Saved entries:

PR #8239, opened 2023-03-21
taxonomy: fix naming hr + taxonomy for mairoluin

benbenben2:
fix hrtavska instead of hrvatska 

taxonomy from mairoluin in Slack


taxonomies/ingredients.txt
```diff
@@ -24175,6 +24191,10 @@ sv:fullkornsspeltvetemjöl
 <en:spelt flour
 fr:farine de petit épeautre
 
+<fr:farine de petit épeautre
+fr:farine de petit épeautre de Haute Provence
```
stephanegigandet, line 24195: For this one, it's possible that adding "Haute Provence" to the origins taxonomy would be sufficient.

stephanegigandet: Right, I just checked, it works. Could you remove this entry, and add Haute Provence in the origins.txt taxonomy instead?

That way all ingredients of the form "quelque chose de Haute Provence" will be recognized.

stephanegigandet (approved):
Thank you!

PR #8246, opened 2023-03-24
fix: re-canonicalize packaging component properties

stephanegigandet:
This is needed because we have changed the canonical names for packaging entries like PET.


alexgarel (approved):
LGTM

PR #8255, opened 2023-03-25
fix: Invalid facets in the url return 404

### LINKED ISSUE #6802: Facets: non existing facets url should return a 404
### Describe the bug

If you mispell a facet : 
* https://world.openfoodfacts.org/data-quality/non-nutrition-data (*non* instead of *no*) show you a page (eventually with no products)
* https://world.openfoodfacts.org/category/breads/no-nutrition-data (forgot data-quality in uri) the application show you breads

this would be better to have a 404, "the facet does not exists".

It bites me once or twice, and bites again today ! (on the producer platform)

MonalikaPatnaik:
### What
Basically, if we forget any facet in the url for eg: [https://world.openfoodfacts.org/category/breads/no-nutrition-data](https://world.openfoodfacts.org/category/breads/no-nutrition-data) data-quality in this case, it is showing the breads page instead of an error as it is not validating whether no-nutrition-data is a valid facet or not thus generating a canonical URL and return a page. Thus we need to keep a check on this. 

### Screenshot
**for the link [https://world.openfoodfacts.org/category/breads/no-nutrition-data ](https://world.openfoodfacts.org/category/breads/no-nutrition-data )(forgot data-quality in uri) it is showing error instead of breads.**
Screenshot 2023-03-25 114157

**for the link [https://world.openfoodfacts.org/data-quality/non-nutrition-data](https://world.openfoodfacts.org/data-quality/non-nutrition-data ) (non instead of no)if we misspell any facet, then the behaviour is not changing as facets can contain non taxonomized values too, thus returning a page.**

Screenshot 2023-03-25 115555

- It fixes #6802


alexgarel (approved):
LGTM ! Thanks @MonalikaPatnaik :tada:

--

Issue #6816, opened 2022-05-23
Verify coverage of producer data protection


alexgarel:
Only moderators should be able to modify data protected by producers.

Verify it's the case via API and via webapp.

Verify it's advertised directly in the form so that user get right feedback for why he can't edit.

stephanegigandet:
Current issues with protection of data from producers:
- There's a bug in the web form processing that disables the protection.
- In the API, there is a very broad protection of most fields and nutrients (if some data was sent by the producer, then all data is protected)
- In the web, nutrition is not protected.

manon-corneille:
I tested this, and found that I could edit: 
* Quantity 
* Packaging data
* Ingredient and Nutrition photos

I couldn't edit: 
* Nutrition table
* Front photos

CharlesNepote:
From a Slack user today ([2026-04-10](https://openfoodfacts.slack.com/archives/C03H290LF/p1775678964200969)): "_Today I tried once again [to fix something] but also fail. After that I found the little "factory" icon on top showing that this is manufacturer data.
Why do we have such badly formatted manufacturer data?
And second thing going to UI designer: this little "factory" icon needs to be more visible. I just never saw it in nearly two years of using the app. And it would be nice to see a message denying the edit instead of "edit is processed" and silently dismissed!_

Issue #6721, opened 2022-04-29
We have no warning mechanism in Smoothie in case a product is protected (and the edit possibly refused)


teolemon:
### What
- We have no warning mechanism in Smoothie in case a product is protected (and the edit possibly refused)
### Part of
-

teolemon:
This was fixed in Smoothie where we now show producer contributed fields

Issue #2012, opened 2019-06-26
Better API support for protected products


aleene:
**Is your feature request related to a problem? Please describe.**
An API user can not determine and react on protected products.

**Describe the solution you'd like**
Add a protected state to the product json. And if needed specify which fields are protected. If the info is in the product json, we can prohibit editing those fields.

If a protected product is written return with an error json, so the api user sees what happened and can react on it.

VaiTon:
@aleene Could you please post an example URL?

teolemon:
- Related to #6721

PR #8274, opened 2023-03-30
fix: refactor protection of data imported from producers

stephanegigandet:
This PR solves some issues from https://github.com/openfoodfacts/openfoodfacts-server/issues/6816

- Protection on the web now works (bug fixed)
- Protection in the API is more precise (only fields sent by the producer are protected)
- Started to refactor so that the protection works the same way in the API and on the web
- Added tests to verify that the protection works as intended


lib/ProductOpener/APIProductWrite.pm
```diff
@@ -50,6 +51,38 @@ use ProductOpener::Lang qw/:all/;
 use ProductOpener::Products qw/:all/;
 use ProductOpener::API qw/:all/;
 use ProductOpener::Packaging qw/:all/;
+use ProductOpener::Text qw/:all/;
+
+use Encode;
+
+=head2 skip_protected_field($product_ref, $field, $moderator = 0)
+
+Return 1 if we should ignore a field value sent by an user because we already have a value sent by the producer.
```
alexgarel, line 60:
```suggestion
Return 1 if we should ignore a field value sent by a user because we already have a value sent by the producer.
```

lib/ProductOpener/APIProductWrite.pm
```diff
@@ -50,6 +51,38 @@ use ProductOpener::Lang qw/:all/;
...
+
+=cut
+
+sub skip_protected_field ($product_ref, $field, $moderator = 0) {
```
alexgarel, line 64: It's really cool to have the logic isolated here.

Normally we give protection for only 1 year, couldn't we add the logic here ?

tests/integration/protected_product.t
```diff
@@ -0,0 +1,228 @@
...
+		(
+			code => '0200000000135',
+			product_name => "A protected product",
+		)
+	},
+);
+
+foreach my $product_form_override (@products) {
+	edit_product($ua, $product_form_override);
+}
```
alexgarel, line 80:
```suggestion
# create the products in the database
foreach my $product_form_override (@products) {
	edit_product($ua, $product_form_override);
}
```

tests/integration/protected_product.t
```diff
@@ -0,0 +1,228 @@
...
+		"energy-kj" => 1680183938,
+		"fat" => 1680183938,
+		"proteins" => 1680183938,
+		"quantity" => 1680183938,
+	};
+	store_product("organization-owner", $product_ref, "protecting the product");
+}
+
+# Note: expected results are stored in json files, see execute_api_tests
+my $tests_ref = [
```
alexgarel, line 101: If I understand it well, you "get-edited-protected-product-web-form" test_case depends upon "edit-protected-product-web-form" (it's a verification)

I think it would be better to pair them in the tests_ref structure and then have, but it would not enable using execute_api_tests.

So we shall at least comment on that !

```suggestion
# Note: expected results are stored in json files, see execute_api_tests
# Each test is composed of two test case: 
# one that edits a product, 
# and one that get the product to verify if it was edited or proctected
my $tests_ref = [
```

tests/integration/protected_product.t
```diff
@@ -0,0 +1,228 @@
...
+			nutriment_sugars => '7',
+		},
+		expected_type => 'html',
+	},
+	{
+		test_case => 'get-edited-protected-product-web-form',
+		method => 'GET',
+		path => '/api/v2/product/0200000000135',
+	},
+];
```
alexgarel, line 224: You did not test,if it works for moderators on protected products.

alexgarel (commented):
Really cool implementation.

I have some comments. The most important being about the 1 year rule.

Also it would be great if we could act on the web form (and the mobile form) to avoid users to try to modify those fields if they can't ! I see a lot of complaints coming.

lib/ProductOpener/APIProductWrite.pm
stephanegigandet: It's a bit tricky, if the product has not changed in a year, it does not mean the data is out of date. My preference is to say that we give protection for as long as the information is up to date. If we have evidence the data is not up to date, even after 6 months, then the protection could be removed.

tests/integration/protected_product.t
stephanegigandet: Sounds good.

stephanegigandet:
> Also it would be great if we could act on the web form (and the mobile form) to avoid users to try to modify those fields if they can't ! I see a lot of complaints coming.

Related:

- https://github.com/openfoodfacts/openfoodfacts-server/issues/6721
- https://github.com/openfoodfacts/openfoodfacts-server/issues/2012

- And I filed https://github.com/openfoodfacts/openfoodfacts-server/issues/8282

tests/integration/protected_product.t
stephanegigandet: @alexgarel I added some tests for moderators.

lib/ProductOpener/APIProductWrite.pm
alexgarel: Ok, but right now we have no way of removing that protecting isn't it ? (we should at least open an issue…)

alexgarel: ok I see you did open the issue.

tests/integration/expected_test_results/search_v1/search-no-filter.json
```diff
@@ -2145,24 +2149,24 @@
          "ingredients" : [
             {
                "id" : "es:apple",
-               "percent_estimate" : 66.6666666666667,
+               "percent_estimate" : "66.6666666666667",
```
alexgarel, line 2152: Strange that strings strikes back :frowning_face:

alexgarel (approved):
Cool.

- [Instructions for the task]: From the line holding "taxonomies/ingredients.txt" to the line holding "PR #8246, opened 2023-03-24", inclusive, restate each line above exactly as written.

- [Answer to this exercise]:
taxonomies/ingredients.txt
```diff
@@ -24175,6 +24191,10 @@ sv:fullkornsspeltvetemjöl
 <en:spelt flour
 fr:farine de petit épeautre
 
+<fr:farine de petit épeautre
+fr:farine de petit épeautre de Haute Provence
```
stephanegigandet, line 24195: For this one, it's possible that adding "Haute Provence" to the origins taxonomy would be sufficient.

stephanegigandet: Right, I just checked, it works. Could you remove this entry, and add Haute Provence in the origins.txt taxonomy instead?

That way all ingredients of the form "quelque chose de Haute Provence" will be recognized.

stephanegigandet (approved):
Thank you!

PR #8246, opened 2023-03-24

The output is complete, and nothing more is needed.